Зато в карты, в домино и в шашки ему не было равных и далеко за пределами Таганрога. Иногда он позволял мне допоздна сидеть во время преферансных ночей и учиться у таких же – но приезжих – гроссмейстеров, как он, этому вовсе не бесполезному в жизни умению. Не научился – они почти не хлопали картами, а быстро расписывали висты, и пулька продолжалась не более одного часа. Я потом утром изучал записи – не проиграл ли отец?

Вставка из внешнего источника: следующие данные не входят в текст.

PR #7683, opened 2018-03-23
Add maintain_focus parameter to WheelZoomTool

### LINKED ISSUE #5821: Zooming out with bound ranges doesn't zoom all the way
Bokeh version: 0.12.4

1. set `bounds='auto'` on `x_range` and `y_range` range
2. zoom in with mouse pointer near the lower left corner of the plot
3. zoom out with mouse pointer near the upper right corner of the plot

Observed behavior:
Plot is zoomed in just fine, but zooming out doesn't bring the plot to the same state as before apparently because zooming in doesn't try to move plot at all

Expected behavior:
The plot moves as to both be inside the specified bounds and to be zoomed out up to the initial state when zooming out is no longer possible without breaking bounds contstraint.

p-himik:
Fix #5821

### DIFF
--- a/bokeh/models/tools.py
+++ b/bokeh/models/tools.py
@@ -218,6 +218,12 @@ class WheelZoomTool(Scroll):
     vertically across the height of the plot.
     """)
 
+    maintain_focus = Bool(default=True, help="""
+    Whether or not zooming tool maintains its focus position. Setting it
+    to False results in a more "gliding" behavior, allowing one to
+    zoom out more smoothly, at the cost of losing the focus position.
+    """)
+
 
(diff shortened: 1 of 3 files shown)


bryevdv:
LGTM @mattpap do you have any comments?

mattpap:
Looks good.

bryevdv:
Thanks @p-himik !

cjw296:
In relation to https://github.com/bokeh/bokeh/issues/11294, `maintain_focus = False` makes the experience a little better for zooming in, but still has the same problem for zooming out.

Нет, ни игроцкой лихости, ни удивительной энергии на работе, ни авторитета в профессии, скорее всего, я не унаследовал от моего отца! А как спокойно спросил он у энкаведешников: «Ордер?!» Откуда же мы – такие, как есть? Почему, передав своим дочерям не вызревшую в нас музыкальность и художественные способности, мы не добились от них хоть какого-то результата? Ведь сами мы кое-что все же успели на этом поприще! Почему?
И какой смысл был клонировать овечку Долли – ведь по всем другим признакам, кроме каракулевой шкурки и вылупленных зеленых глаз, это будет совсем другое существо?!
Холодная весна, черемуха цветет, на улицу не выйти, и всякие глупости туманят сегодня мое тоже еще не совсем оправившееся сознание.